◆ Data to examine
********

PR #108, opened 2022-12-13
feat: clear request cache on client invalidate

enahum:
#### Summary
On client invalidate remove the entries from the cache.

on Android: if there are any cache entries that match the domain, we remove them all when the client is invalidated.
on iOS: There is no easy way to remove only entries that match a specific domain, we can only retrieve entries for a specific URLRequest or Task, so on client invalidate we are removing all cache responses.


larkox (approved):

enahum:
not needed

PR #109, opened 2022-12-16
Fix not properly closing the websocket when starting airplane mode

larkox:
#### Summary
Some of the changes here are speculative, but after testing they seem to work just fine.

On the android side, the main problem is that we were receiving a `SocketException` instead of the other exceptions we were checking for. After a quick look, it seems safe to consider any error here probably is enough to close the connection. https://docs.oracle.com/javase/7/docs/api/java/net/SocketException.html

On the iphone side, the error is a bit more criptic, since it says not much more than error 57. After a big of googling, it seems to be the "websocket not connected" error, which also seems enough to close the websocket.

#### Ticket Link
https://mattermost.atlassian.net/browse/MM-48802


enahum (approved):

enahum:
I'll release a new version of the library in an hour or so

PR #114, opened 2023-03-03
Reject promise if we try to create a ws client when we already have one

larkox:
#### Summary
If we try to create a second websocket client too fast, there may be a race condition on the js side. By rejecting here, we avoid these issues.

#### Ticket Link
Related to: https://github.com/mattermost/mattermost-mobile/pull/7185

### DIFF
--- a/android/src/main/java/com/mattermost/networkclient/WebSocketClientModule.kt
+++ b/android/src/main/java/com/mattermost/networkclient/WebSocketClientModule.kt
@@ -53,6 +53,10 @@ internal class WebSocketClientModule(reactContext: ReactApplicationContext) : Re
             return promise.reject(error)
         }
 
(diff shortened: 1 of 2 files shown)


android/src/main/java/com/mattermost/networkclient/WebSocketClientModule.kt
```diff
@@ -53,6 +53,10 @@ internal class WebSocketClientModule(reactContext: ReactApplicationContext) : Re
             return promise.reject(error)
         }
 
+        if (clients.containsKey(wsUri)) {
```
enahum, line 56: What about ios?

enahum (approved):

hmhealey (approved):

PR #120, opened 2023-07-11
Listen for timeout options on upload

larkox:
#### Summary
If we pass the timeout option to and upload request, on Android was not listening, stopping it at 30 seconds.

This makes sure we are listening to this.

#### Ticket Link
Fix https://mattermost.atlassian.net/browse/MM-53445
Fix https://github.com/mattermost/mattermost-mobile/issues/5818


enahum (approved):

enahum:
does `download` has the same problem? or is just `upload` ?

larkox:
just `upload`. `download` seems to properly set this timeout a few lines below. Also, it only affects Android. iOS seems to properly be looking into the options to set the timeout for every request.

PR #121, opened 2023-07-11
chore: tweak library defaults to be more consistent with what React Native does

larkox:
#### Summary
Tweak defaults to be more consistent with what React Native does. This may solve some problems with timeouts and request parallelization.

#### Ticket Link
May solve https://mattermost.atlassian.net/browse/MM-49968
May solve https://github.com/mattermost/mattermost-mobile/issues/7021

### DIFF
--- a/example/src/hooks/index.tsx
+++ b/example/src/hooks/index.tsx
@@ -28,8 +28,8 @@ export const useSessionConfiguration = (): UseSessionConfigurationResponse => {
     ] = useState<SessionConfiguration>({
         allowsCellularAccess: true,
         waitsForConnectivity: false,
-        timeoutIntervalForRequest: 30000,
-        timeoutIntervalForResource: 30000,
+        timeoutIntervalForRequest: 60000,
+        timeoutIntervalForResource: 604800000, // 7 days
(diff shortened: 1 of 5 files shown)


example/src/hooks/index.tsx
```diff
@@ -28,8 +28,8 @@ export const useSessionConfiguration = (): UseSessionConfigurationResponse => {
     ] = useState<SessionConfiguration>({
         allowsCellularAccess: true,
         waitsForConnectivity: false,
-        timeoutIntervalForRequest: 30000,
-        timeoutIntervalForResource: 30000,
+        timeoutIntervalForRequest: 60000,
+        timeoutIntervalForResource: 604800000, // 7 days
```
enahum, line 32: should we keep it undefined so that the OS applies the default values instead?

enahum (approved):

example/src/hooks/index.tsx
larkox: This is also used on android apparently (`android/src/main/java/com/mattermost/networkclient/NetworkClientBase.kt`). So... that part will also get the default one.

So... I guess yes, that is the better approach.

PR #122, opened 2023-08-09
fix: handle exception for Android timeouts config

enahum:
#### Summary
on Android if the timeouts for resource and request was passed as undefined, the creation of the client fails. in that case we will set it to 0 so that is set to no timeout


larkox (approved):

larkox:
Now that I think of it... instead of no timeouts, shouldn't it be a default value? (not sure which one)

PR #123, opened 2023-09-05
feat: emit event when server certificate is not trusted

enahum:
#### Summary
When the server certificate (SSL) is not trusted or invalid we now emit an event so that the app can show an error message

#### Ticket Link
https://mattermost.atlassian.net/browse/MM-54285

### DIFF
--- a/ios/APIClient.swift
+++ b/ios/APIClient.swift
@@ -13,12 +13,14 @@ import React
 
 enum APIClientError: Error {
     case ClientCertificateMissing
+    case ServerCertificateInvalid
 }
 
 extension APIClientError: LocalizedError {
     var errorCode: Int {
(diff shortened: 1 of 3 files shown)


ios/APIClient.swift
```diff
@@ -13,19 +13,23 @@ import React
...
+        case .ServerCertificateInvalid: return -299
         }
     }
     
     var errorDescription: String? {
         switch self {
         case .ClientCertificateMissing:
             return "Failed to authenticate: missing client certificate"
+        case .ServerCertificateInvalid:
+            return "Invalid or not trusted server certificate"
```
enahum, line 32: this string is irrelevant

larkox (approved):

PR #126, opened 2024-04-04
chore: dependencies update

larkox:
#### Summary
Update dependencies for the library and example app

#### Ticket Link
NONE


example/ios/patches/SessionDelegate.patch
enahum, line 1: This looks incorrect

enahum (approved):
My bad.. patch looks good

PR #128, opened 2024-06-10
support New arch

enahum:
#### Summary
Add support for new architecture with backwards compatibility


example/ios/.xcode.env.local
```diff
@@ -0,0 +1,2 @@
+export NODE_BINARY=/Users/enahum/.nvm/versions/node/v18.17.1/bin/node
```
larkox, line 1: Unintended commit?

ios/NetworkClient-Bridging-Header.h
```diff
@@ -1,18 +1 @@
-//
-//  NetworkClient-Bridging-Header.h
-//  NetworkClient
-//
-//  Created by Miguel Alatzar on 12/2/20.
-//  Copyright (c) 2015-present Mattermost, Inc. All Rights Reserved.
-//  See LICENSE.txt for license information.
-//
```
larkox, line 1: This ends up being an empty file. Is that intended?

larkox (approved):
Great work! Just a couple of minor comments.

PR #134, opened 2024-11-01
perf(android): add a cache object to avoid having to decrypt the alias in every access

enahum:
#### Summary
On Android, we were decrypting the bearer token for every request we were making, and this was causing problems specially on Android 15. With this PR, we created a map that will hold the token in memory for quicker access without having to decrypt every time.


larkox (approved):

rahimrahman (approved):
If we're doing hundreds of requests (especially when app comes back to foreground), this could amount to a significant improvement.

********

◆ What to do
Nothing should be omitted or altered. Retype the records exactly.

◆ Exercise answer
PR #108, opened 2022-12-13
feat: clear request cache on client invalidate

enahum:
#### Summary
On client invalidate remove the entries from the cache.

on Android: if there are any cache entries that match the domain, we remove them all when the client is invalidated.
on iOS: There is no easy way to remove only entries that match a specific domain, we can only retrieve entries for a specific URLRequest or Task, so on client invalidate we are removing all cache responses.


larkox (approved):

enahum:
not needed

PR #109, opened 2022-12-16
Fix not properly closing the websocket when starting airplane mode

larkox:
#### Summary
Some of the changes here are speculative, but after testing they seem to work just fine.

On the android side, the main problem is that we were receiving a `SocketException` instead of the other exceptions we were checking for. After a quick look, it seems safe to consider any error here probably is enough to close the connection. https://docs.oracle.com/javase/7/docs/api/java/net/SocketException.html

On the iphone side, the error is a bit more criptic, since it says not much more than error 57. After a big of googling, it seems to be the "websocket not connected" error, which also seems enough to close the websocket.

#### Ticket Link
https://mattermost.atlassian.net/browse/MM-48802


enahum (approved):

enahum:
I'll release a new version of the library in an hour or so

PR #114, opened 2023-03-03
Reject promise if we try to create a ws client when we already have one

larkox:
#### Summary
If we try to create a second websocket client too fast, there may be a race condition on the js side. By rejecting here, we avoid these issues.

#### Ticket Link
Related to: https://github.com/mattermost/mattermost-mobile/pull/7185

### DIFF
--- a/android/src/main/java/com/mattermost/networkclient/WebSocketClientModule.kt
+++ b/android/src/main/java/com/mattermost/networkclient/WebSocketClientModule.kt
@@ -53,6 +53,10 @@ internal class WebSocketClientModule(reactContext: ReactApplicationContext) : Re
             return promise.reject(error)
         }
 
(diff shortened: 1 of 2 files shown)


android/src/main/java/com/mattermost/networkclient/WebSocketClientModule.kt
```diff
@@ -53,6 +53,10 @@ internal class WebSocketClientModule(reactContext: ReactApplicationContext) : Re
             return promise.reject(error)
         }
 
+        if (clients.containsKey(wsUri)) {
```
enahum, line 56: What about ios?

enahum (approved):

hmhealey (approved):

PR #120, opened 2023-07-11
Listen for timeout options on upload

larkox:
#### Summary
If we pass the timeout option to and upload request, on Android was not listening, stopping it at 30 seconds.

This makes sure we are listening to this.

#### Ticket Link
Fix https://mattermost.atlassian.net/browse/MM-53445
Fix https://github.com/mattermost/mattermost-mobile/issues/5818


enahum (approved):

enahum:
does `download` has the same problem? or is just `upload` ?

larkox:
just `upload`. `download` seems to properly set this timeout a few lines below. Also, it only affects Android. iOS seems to properly be looking into the options to set the timeout for every request.

PR #121, opened 2023-07-11
chore: tweak library defaults to be more consistent with what React Native does

larkox:
#### Summary
Tweak defaults to be more consistent with what React Native does. This may solve some problems with timeouts and request parallelization.

#### Ticket Link
May solve https://mattermost.atlassian.net/browse/MM-49968
May solve https://github.com/mattermost/mattermost-mobile/issues/7021

### DIFF
--- a/example/src/hooks/index.tsx
+++ b/example/src/hooks/index.tsx
@@ -28,8 +28,8 @@ export const useSessionConfiguration = (): UseSessionConfigurationResponse => {
     ] = useState<SessionConfiguration>({
         allowsCellularAccess: true,
         waitsForConnectivity: false,
-        timeoutIntervalForRequest: 30000,
-        timeoutIntervalForResource: 30000,
+        timeoutIntervalForRequest: 60000,
+        timeoutIntervalForResource: 604800000, // 7 days
(diff shortened: 1 of 5 files shown)


example/src/hooks/index.tsx
```diff
@@ -28,8 +28,8 @@ export const useSessionConfiguration = (): UseSessionConfigurationResponse => {
     ] = useState<SessionConfiguration>({
         allowsCellularAccess: true,
         waitsForConnectivity: false,
-        timeoutIntervalForRequest: 30000,
-        timeoutIntervalForResource: 30000,
+        timeoutIntervalForRequest: 60000,
+        timeoutIntervalForResource: 604800000, // 7 days
```
enahum, line 32: should we keep it undefined so that the OS applies the default values instead?

enahum (approved):

example/src/hooks/index.tsx
larkox: This is also used on android apparently (`android/src/main/java/com/mattermost/networkclient/NetworkClientBase.kt`). So... that part will also get the default one.

So... I guess yes, that is the better approach.

PR #122, opened 2023-08-09
fix: handle exception for Android timeouts config

enahum:
#### Summary
on Android if the timeouts for resource and request was passed as undefined, the creation of the client fails. in that case we will set it to 0 so that is set to no timeout


larkox (approved):

larkox:
Now that I think of it... instead of no timeouts, shouldn't it be a default value? (not sure which one)

PR #123, opened 2023-09-05
feat: emit event when server certificate is not trusted

enahum:
#### Summary
When the server certificate (SSL) is not trusted or invalid we now emit an event so that the app can show an error message

#### Ticket Link
https://mattermost.atlassian.net/browse/MM-54285

### DIFF
--- a/ios/APIClient.swift
+++ b/ios/APIClient.swift
@@ -13,12 +13,14 @@ import React
 
 enum APIClientError: Error {
     case ClientCertificateMissing
+    case ServerCertificateInvalid
 }
 
 extension APIClientError: LocalizedError {
     var errorCode: Int {
(diff shortened: 1 of 3 files shown)


ios/APIClient.swift
```diff
@@ -13,19 +13,23 @@ import React
...
+        case .ServerCertificateInvalid: return -299
         }
     }
     
     var errorDescription: String? {
         switch self {
         case .ClientCertificateMissing:
             return "Failed to authenticate: missing client certificate"
+        case .ServerCertificateInvalid:
+            return "Invalid or not trusted server certificate"
```
enahum, line 32: this string is irrelevant

larkox (approved):

PR #126, opened 2024-04-04
chore: dependencies update

larkox:
#### Summary
Update dependencies for the library and example app

#### Ticket Link
NONE


example/ios/patches/SessionDelegate.patch
enahum, line 1: This looks incorrect

enahum (approved):
My bad.. patch looks good

PR #128, opened 2024-06-10
support New arch

enahum:
#### Summary
Add support for new architecture with backwards compatibility


example/ios/.xcode.env.local
```diff
@@ -0,0 +1,2 @@
+export NODE_BINARY=/Users/enahum/.nvm/versions/node/v18.17.1/bin/node
```
larkox, line 1: Unintended commit?

ios/NetworkClient-Bridging-Header.h
```diff
@@ -1,18 +1 @@
-//
-//  NetworkClient-Bridging-Header.h
-//  NetworkClient
-//
-//  Created by Miguel Alatzar on 12/2/20.
-//  Copyright (c) 2015-present Mattermost, Inc. All Rights Reserved.
-//  See LICENSE.txt for license information.
-//
```
larkox, line 1: This ends up being an empty file. Is that intended?

larkox (approved):
Great work! Just a couple of minor comments.

PR #134, opened 2024-11-01
perf(android): add a cache object to avoid having to decrypt the alias in every access

enahum:
#### Summary
On Android, we were decrypting the bearer token for every request we were making, and this was causing problems specially on Android 15. With this PR, we created a map that will hold the token in memory for quicker access without having to decrypt every time.


larkox (approved):

rahimrahman (approved):
If we're doing hundreds of requests (especially when app comes back to foreground), this could amount to a significant improvement.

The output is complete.